Today’s landscape features a multitude of artificial intelligence models, each specializing in different domains, making it challenging to identify the best models in various fields.
However, a new approach to ranking these AI models has emerged, focusing on their susceptibility to ‘hallucinations’ – instances where an AI generates incorrect or nonsensical information.
Determining the “best” AI model is complicated due to the difficulty in establishing clear criteria for evaluation. The nature and structure of the data on which these models are trained significantly influence their outputs.
In light of this, the most effective method to evaluate these tools is by examining the accuracy of their outputs. To this end, Vectara has released an AI hallucination chart.
This chart ranks various leading AI chatbots based on their ability to avoid hallucinations, providing a unique perspective on the performance of these AI models.
The best AI models
- GPT 4
- GPT 3.5
- Llama 2 70B
- Llama 2 7B
- Llama 2 13B
- Anthropic Calude 2
- Mistral 7B
- Google Palm
- Google Plam-Chat
The phenomenon of “hallucination” is a common trait among AI models. This term refers to the tendency of these tools to fabricate facts or details, filling in gaps in information or context. These fabrications are often so seamlessly integrated that they can easily mislead an inattentive observer.

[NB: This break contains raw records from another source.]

PR #246, opened 2019-08-28
[Shao Yi] Duke Increments

shaoyi1997:


src/main/java/AddCommand.java
```diff
@@ -0,0 +1,88 @@
...
+    public void execute(TaskList tasks, Ui ui, Storage storage) {
+        SimpleDateFormat format = new SimpleDateFormat("dd/MM/yyyy HHmm");
+        Task tk;
+        int idxOfSlash;
+
+        try {
+            if (input.length() >= 4) {
+
+                // add Deadline
+                if (input.length() >= 8 && input.substring(0, 8).equals("deadline")) {
```
dalsontws: These conditions can work, but maybe you can try to use a .contains function?
for e.g.
input.contains("deadline")
This can simplify the entire conditional statement.

src/main/java/AddCommand.java
```diff
@@ -0,0 +1,88 @@
...
+                    idxOfSlash = input.indexOf("/by ");
+                    if (idxOfSlash == -1 || input.split(" ")[1].contains("/")) {
+                        throw new DukeException("The description of the deadline is incorrect.");
+                    }
+                    tk = new Deadline(input.substring(9, idxOfSlash - 1),
+                            format.format(format.parse(input.substring(idxOfSlash + 4))));
+                }
+
+                // add Event
+                else if (input.length() >= 5 && input.substring(0, 5).equals("event")) {
```
dalsontws: Same as line 46.

src/main/java/AddCommand.java
```diff
@@ -0,0 +1,88 @@
...
+                    idxOfSlash = input.indexOf("/at ");
+                    if (idxOfSlash == -1 || input.split(" ")[1].contains("/")) {
+                        throw new DukeException("The description of the event is incorrect.");
+                    }
+                    tk = new Event(input.substring(6, idxOfSlash - 1),
+                            format.format(format.parse(input.substring(idxOfSlash + 4))));
+                }
+
+                // add ToDos
+                else if (input.substring(0, 4).equals("todo")) {
```
dalsontws: Same as line 46.

src/main/java/AddCommand.java
```diff
@@ -0,0 +1,88 @@
...
+
+    private String input;
+
+    /**
+     * Constructor for the AddCommand object.
+     *
+     * @param ipt the string representation of the command input.
+     */
+    public AddCommand(String ipt) {
+        input = ipt;
```
dalsontws: Not compulsory, but would be good to have a 'this' keyword to reference the current object. 
e.g. this.input = ipt
Would become ambiguous if there are similar variable names.

src/main/java/Deadline.java
```diff
@@ -0,0 +1,40 @@
...
+    /**
+     * Constructor for Deadline task.
+     * Initializes the description and due datetime.
+     *
+     * @param des description of the deadline.
+     * @param by datetime for which the deadline is due.
+     */
+    public Deadline(String des, String by) {
+        super(des);
+        this.by = by;
```
dalsontws: "this" keyword used for your tasks constructors, but some methods not used. 
Good to be consistent with the usage!

src/main/java/DeleteCommand.java
```diff
@@ -0,0 +1,49 @@
...
+
+    private int taskNumber;
+
+    /**
+     * Constructor for the delete command.
+     *
+     * @param taskNum the index of the task to be deleted
+     */
+    public DeleteCommand(int taskNum) {
+        taskNumber = taskNum;
```
dalsontws: Same as the addCommand method in the AddCommand Class

src/main/java/DoneCommand.java
```diff
@@ -0,0 +1,48 @@
...
+
+    private int taskNumber;
+
+    /**
+     * Constructor for the done command.
+     *
+     * @param taskNum the index of the task to be marked done.
+     */
+    public DoneCommand(int taskNum) {
+        taskNumber = taskNum;
```
dalsontws: Same as the addCommand method in the AddCommand Class

src/main/java/FindCommand.java
```diff
@@ -0,0 +1,57 @@
...
+
+    private String input;
+
+    /**
+     * Constructor for the find command.
+     *
+     * @param ipt the string of search query.
+     */
+    public FindCommand(String ipt) {
+        input = ipt;
```
dalsontws: Same as the addCommand method in the AddCommand Class

src/main/java/AddCommand.java
```diff
@@ -0,0 +1,88 @@
...
+    }
+
+    /**
+     * Indicates whether this is an exit command.
+     *
+     * @return false.
+     */
+    public boolean isExit() { return false; }
```
dalsontws: Would be clearer and improve readability to have your return statement on a new line!
Maybe you can try running the CheckStyle tool? 
Would help to identify these issues!

src/main/java/DeleteCommand.java
```diff
@@ -0,0 +1,53 @@
...
+     * @param tasks tasklist that stores all the tasks
+     * @param ui ui object that deals with user interaction
+     * @param storage storage object that deals with writing into the text file
+     * @return string representation of the command response
+     * @throws DukeException exception is thrown when the index falls outside the number of tasks
+     */
+    public String execute(TaskList tasks, Ui ui, Storage storage) throws DukeException {
+        try {
+            if (taskNumber > tasks.getNumOfTask() || taskNumber < 1) {
+                throw new DukeException("List only has " + tasks.getNumOfTask() + " items.");
```
wilfredbtan: Should the DukeException be thrown within this try catch block within an if statement? Logic might be confusing. Maybe you can consider a way to catch this error and throw it below as well.

src/main/java/Parser.java
```diff
@@ -0,0 +1,71 @@
...
+     * @param input the string representation of the command input by the user.
+     * @return the command object given by the input.
+     * @throws DukeException thrown when comm
+     */
+    public static Command parse(String input) throws DukeException {
+        if (input.equals("bye")) {
+            return new ExitCommand();
+        } else if (input.length() <= 3) {
+            throw new DukeException("I'm sorry, but I don't know what that means :-(");
+        } else if (input.substring(0, 4).equals("find")) {
```
wilfredbtan: Is there a better method to check whether a string "contains" something? Also does this catch the errors resulting from invalid inputs for find, done, delete, etc?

In the ranking of AI models based on their propensity for hallucination, two major language models owned by Google are positioned at the bottom, indicating their relatively poor performance in this aspect.
Notably, Google Palm Ct. emerged as the most unreliable model in this context, recording a hallucination rate of over 27% on the test material. According to Vectara’s evaluation, the responses from Palm-Chat are heavily laden with hallucinatory content, highlighting a significant challenge in ensuring the reliability of AI-generated information.